◆ WHAT YOU WILL DO ◆
Select every line containing the word "than" from the material, and copy those lines.

◆ ENTRIES SUPPLIED ◆
PR #414, opened 2026-09-08
fix(find): report a directory it cannot read and keep going

mutewinter:
## Problem

`find` over a tree that holds one directory the process cannot read returns nothing at all.

```js
// /home/user/.Trash exists but readdir on it throws EACCES
await bash.exec("find /home/user -name '*.md'");
// stdout: ""   stderr: "find: EACCES: permission denied, scandir '<path>'\n"   exitCode: 1

await bash.exec("find /home/user -name '*.md' 2>/dev/null | head -1");
// stdout: ""   stderr: ""   exitCode: 0
```

Every macOS home directory holds at least one such directory (`.Trash`, and several under `Library`), so a recursive `find` over a mounted home directory never returns a result. In the piped form, which is the shape an agent writes almost every time, the failure is byte-identical to a genuine no-match: exit 0, no output, no stderr. In a transcript I have from an agent searching a home directory for an Obsidian vault, nine of fourteen shell calls were `find` over the mount and every one that crossed an unreadable directory came back empty; the one aimed at `Library/Application Support` would have landed on `obsidian/obsidian.json`, which names the vault. `rg` walks past the same directory, so the two commands disagree about whether the tree has anything in it, which is what makes this hard to attribute from the inside.

GNU find prints `find: '/home/user/.Trash': Permission denied`, continues with everything else, and exits 1 at the end.

## Cause

`processNode` in `find.ts` wraps `lstat` in a `try`/`catch` and skips the node on failure, but the two `readdir` calls beneath it are bare:

```ts
entriesWithTypes = await ctx.fs.readdirWithFileTypes(currentPath);
...
entries = await ctx.fs.readdir(currentPath);
```

A rejection there propagates out of the `Promise.all` over the batch and out of the traversal, so one unreadable directory ends the whole search. The existing find tests build their trees on `InMemoryFs`, which never refuses a `readdir`, so nothing exercised the path.

## Fix

Both `readdir` calls sit in one `try`/`catch`. On failure the directory is reported on stderr as `find: <path>: <reason>`, `exitCode` becomes 1, and traversal continues; the directory itself is still evaluated and printed, as GNU does. The reason is derived from the errno alone (`EACCES`/`EPERM` read as `Permission denied`; `ENOENT`, `ENOTDIR`, `ELOOP` get their usual phrases; anything else prints its code), so a host path in the underlying message never reaches the output. An error with no errno shape is rethrown, so an abort still aborts.

## Scope

Unchanged: the `lstat` failure path, the traversal budget checkpoints, `-empty` (an unreadable directory is not called empty; `entries` stays null), and the maxdepth optimization, under which a directory at the depth limit is never read and so never reported, as before.

Not addressed, deliberately: `ls -R` over the same tree. I have not checked whether it has the same shape, and it is a separate command.

## Tests

`find.unreadable.test.ts` builds an in-memory home directory behind a `Proxy` whose `readdir` and `readdirWithFileTypes` refuse one path, and asserts: results past the unreadable directory are returned with the message on stderr and exit 1; the directory itself is still listed; the results survive `2>/dev/null | head -1`; `-empty` does not claim it; and `-maxdepth 1` neither reads nor reports it. Four of the five fail without the fix, verified by stashing this change and re-running; the maxdepth case passes either way and is there to pin that behavior. The find suite is 13 files, 226 tests, all passing. The full package suite has hundreds of pre-existing failures in the `js-exec` and `python3` test files in my environment, present on `main` without this change (345 failing there against 325 with it, none in `find`), verified by running `main` separately, not inferred. What the test cannot prove: behavior against a real `ReadWriteFs` on a `chmod 000` directory, which I reproduced by hand but did not automate, since it depends on not running the suite as root.

---

Authored with Claude Fable 5.1

### DIFF
--- a/.changeset/find-unreadable-directory.md
+++ b/.changeset/find-unreadable-directory.md
@@ -1,0 +1,11 @@
+---
+"just-bash": patch
+---
+
+find: report a directory it cannot read and keep going
+
+A `readdir` failure inside the traversal threw out of the whole search, so one unreadable directory ended `find` with no results: exit 1 and `find: EACCES: permission denied, scandir '<path>'` on its own, and exit 0 with nothing at all once piped through `head` with stderr silenced. Every macOS home directory holds such a directory (`.Trash`, several under `Library`), so a recursive `find` over a mounted home directory never returned anything.
+
+GNU find names the directory on stderr, continues with everything else, and exits 1 at the end. It now does the same here. The message is `find: <path>: Permission denied`, with the phrase taken from the errno alone, so nothing from the underlying error's text reaches the output. A failure that is not one of the errnos a directory read can produce (a cancellation, an execution limit, a filesystem policy refusal) still ends the search as before.
+
+Messages are emitted in traversal order beside the node's own output, whatever order the parallel batch settled in, and a failed read still counts toward the trace's `readdirCalls` and `readdirTime`.
--- a/packages/just-bash/src/commands/find/find.ts
+++ b/packages/just-bash/src/commands/find/find.ts
@@ -1186,15 +1186,15 @@ function formatCtimeDate(date: Date): string {
  * carries a code of its own and must end the search, not become a line of
  * stderr, so the phrase comes from this table and never from the error.
  */
-const UNREADABLE_DIRECTORY_REASONS: Record<string, string> = {
-  EACCES: "Permission denied",
-  EIO: "Input/output error",
-  ELOOP: "Too many levels of symbolic links",
-  ENAMETOOLONG: "File name too long",
-  ENOENT: "No such file or directory",
-  ENOTDIR: "Not a directory",
-  EPERM: "Permission denied",
-};
+const UNREADABLE_DIRECTORY_REASONS = new Map<string, string>([
+  ["EACCES", "Permission denied"],
+  ["EIO", "Input/output error"],
+  ["ELOOP", "Too many levels of symbolic links"],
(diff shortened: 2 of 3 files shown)


mutewinter:
Addressed the automated review in 5caeef20, and the lint failure in the same push.

- **Ordering.** The message now rides with its node as an effect, so several unreadable directories report in traversal order rather than in the order the parallel batch settled. Under `-depth` it comes before the directory's own line, where GNU meets the failure on the way down and prints the directory on the way back up; otherwise after it. `find.unreadable.test.ts` pins both orders with two unreadable directories in different subtrees.
- **Trace counters.** A failed read counts toward `readdirCalls` and `readdirTime`, and `resultsFound` no longer counts the diagnostics.
- **Recoverable errors.** Only the errnos a directory read can fail with are recoverable (`EACCES`, `EPERM`, `ENOENT`, `ENOTDIR`, `ELOOP`, `EIO`, `ENAMETOOLONG`), with the phrase taken from a fixed table rather than from the error, so nothing from the error's text reaches stderr. Anything else, including an `ABORT_ERR`, an execution limit, or a filesystem policy refusal, ends the search as before; a test covers that path.
- **Changeset** added.

The lint failure was formatting on the test file. The three `unit-tests` failures are in `timeout.test.ts`, which does not run `find`; they are the cancellation timing cases, and `main` passed them on its last five runs, so I read those as flaky on the runner rather than caused here, but I have not proven it.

◆ EXPECTED OUTPUT ◆
- **Ordering.** The message now rides with its node as an effect, so several unreadable directories report in traversal order rather than in the order the parallel batch settled. Under `-depth` it comes before the directory's own line, where GNU meets the failure on the way down and prints the directory on the way back up; otherwise after it. `find.unreadable.test.ts` pins both orders with two unreadable directories in different subtrees.
- **Recoverable errors.** Only the errnos a directory read can fail with are recoverable (`EACCES`, `EPERM`, `ENOENT`, `ENOTDIR`, `ELOOP`, `EIO`, `ENAMETOOLONG`), with the phrase taken from a fixed table rather than from the error, so nothing from the error's text reaches stderr. Anything else, including an `ABORT_ERR`, an execution limit, or a filesystem policy refusal, ends the search as before; a test covers that path.
The lint failure was formatting on the test file. The three `unit-tests` failures are in `timeout.test.ts`, which does not run `find`; they are the cancellation timing cases, and `main` passed them on its last five runs, so I read those as flaky on the runner rather than caused here, but I have not proven it.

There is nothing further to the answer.